So there isn't really a need for this story to justify itself in the same way as, say, Kitty Pryde & Wolverine does.  Nevertheless, we can manage it pretty easily.  Indeed, if there's a problem here, it's that there's too much being juggled here.  In this issue alone Iceman meets up with, in no particular order, his disapproving and smothering parents, a mutant-hating local cop, two interstellar criminals, and the drop-dead gorgeous redhead next door.

The clear implication here is that Iceman has a ridiculous amount on his plate to simultaneously juggle: a difficult family situation, angry racists, rampaging supervillains, and a seemingly hopeless love life.  This is pretty close to the Dazzler template I've spent so much time complimenting over the last year.  We could, if we wanted, argue that a male protagonist going through the same motions as a female one has a built-in audience of all those folks who would have enjoyed Dazzler had they bothered to pick it up, and we'd be right, for all that "let's target the readers with outdated gender perceptions" isn't a sales policy I'd want to back.

Really, though, we don't need to.  There's an even more obvious link here.  Indeed, given J.M. DeMatteis' later career, we could almost consider this a warm-up.  Change smothering parents who hate their son's superheroics for a kindly aunt unaware of them, and swap racist cop Ralph Ratchit (what, no "R"?) for an intolerant and intolerable newspaper mogul, and what we have here is obvious: Spiderman.

(Really, it's the gorgeous redhead next door that gives the game away.  That, or I'm just making links based on half-buried memories of '80s children's shows.)

What's important here though isn't the similarity of set-up, it's the difference in character.  Peter Parker is utterly fixed on trying to do the right thing by as many people as possible, and so ends up pulled in multiple directions.  His desires are clear, but conflicting at best and incompatible at worst.  In comparison, Bobby Drake hasn't the faintest idea what he wants, so he ends up bouncing from distraction to distraction, which may or may not involve trying to stop people from destroying the world.  What's interesting is how the two very different approaches seem to lead to pretty similar escapades.

There's also the delirious rush of squeezing the entirety of Spiderman's shtick into a single issue.  Bobby is on the way to a family reunion when he spots  gorgeous girl Marge and tries to impress her, leading to him being harassed by a bigoted cop, so he runs, only to find the same girl outside his house since she lives next door, and so he gets a chance to chat her up at the family reunion only for supervillains to jump in and try to kidnap him (or more likely, Marge), leading to the trashing of Marge's house, after which the supervillains teleport out just in time for Iceman to be left holding the metaphorical baby when racist cop shows up to arrest him.

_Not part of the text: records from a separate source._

Issue #202, opened 2019-01-15
You can commit custom house changes even they are not proper


azmanomer:
There is a bug when you try to commit not proper changes for custome house like below;
Steps to reproduce this;
Do it like in the picture below and tryo to commit
![resim](https://user-images.githubusercontent.com/13722155/51185776-12996480-18e9-11e9-9a3b-35110b76d344.png)
it ll say "Illegal floor! House not legal, not commiting!"
Then remove only 1 tile from those orange tiles and when you do that the whole floor will dissappear then press commit again. It ll be like this ;
![resim](https://user-images.githubusercontent.com/13722155/51185961-89366200-18e9-11e9-8fbe-104409118f4c.png)

azmanomer:
https://vimeo.com/312764388

AtillaG1:
cant commit https://i.gyazo.com/f720c9d63113158450b3128cd157fe98.png

not able to reproduce it, you sure it isnt script problem ?

azmanomer:
yep its only happening if its fresh floor :)

AtillaG1:
[![Screenshot from Gyazo](https://gyazo.com/9a997d865123df71c28d90d3ed4b4ee8/raw)](https://gyazo.com/9a997d865123df71c28d90d3ed4b4ee8)x

cbnolok:
It should work now

Issue #323, opened 2019-09-06
custom housing


AtillaG1:
also on vanilla scps
[![Screenshot from Gyazo](https://gyazo.com/70b201fff3675f894b4740c2a1693939/raw)](https://gyazo.com/70b201fff3675f894b4740c2a1693939)

cbnolok:
Shouldn't that be the default behavior? Isn't that happening also on 56c or d?

AtillaG1:
on corujas build it is doing everything OK. Even the stairs are different as we are used to.

soulless320:
Yeah, deleting one tile shouldn't remove the whole floor, it not only removes the entire floor but it removes everything on the level as well, this includes walls and doors. :O

cbnolok:
Clearly it shouldn't remove walls and the doors, though i'm not sure that it shouldn't remove the whole floor. I guess that on 56d issue #202 is still present (if the whole floor isn't removed there), and in the attached video you can see that (at least in that case) the client removes the whole floor (that bug was in fact caused by the client removing the whole floor, but sphere internally removing only the targeted tile).

cbnolok:
Actually, by testing more, it looks like the whole floor is removed only if it's invalid, gotta think about how to solve this now

AtillaG1:
missing floor is good.

PR #330, opened 2019-10-15
Updated custom multi AddStairs/RemoveItem

JulianUO:
Modified the loop to search through iStairID in AddStairs (though using a short, no idea if that's the correct naming convention), now it is similar to what you can see in RemoveStairs. The last argument seems to be related to AddMulti but couldn't find a reason to keep it.

RemoveItem was modified to not remove the entire floor no matter what, client doesn't seem to like that, the server might remove the floor but you can commit and see the whole invalid items placed on it or whatever was removed from view by the server. I removed that bunch of code, maybe it would be the best to put it between some #ifdef or leave it commented.

Anyway, these are the differences I found between the 56d and X versions.
Tested on latest client (7.0.69?). Everything seems to work fine.

### DIFF
--- a/src/game/items/CItemMultiCustom.cpp
+++ b/src/game/items/CItemMultiCustom.cpp
@@ -720,6 +720,58 @@ void CItemMultiCustom::RemoveItem(CClient * pClientSrc, ITEMID_TYPE id, short x,
     bool fComponentsChanged = false;
     auto& vectorComponents = m_designWorking.m_vectorComponents;
 	    
+	/*
+	if (fAllowRemoveWholeFloor && (uiPlaneAtZ > 1))
+	{
+		// If i'm removing a single floor tile and below there's a stair, this tile is invalid;
+		//  by removing this single invalid tile, the client actually removes the whole floor (even if it has different IDs), so we need to reflect that change here.
+		// It's not perfect though, because the client removes the whole floor if on the same row or column of the selected tile there's a stair below.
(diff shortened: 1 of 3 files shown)


cbnolok:
The floor removing thing was added to fix issue #202, further info about the necessity of that behavior is in issue #323 discussion

JulianUO:
I couldn't reproduce any of the bugs in #202 in this commit.

I just had this issue but couldn't reproduce it: 
1. Added walls of base floor. 
2. Filled first floor with stone pavers. 
3. Went to base floor and added stairs.
4. Went to first floor and couldn't see the stone pavers.
Everything restored after commiting.
I'll retest later to see if can reproduce it.

JulianUO:
I've tried and tried but could not reproduce any bug.
Not even the #202 bugs.

Before this pull request, when I removed an invalid tile in 2nd/3rd floor, the entire floor was removed from me, but when committed, the invalid tiles were there.

cbnolok:
Did you do those tests with an updated version? Because i'm running latest and by removing an invalid floor tile (actually sphere's selection is wider, because it considers invalid every floor tile which has a stair below, i couldn't do better without revolutionizing the code) in 3rd floor it removes the full current floor

JulianUO:
This is recording with the latest build (just downloaded from the automated builds)
https://streamable.com/m2pmn

cbnolok:
So do you confirm it's working with this pull request?

JulianUO:
Did some testing and everything worked fine with this pull request.
Anyway, I fear the same, I'll add another commit with the code commented before you can pull it.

It's fun to see it all squeezed together like this.  It's probably necessary as well; you don't want for people to figure out Spiderman's collection of animal-themed grotesques fulfils a role in the narrative that you can't necessarily replicate with generic antagonistic aliens (who by the way seem to be putting an awful lot of hope in an agent named Idiot).  Every truly great hero is defined by a strong rogues' gallery, and I'm not really seeing that here.

Our standard disclaimer applies here, of course; it's only the first issue.  The cover for the second issue seems to bear so little connection to what we've seen here that any attempts to guess what's coming seem doomed to failure.  If things can continue in this gloriously, defiantly deranged fashion, I may not even care.

Clues

This story takes place over the course of a single day.  With Iceman so far out of the loop in terms of X-books, there's not a lot to tie this in with events elsewhere, but Iceman does mention Dazzler's recent publicity problems.  We'll therefore set this just after the events of MGN #12.

Date

Saturday 30th September, 1984.

X-Date

X+6Y+213.

Contemporary Events

"Kiss rocks?  Why would anyone want to - oh, wait, I get it."
Standout Line

"That was another joke, by the way."
"I kind of thought it was."

Bobby Drake struggles to land his humour with the girl next door.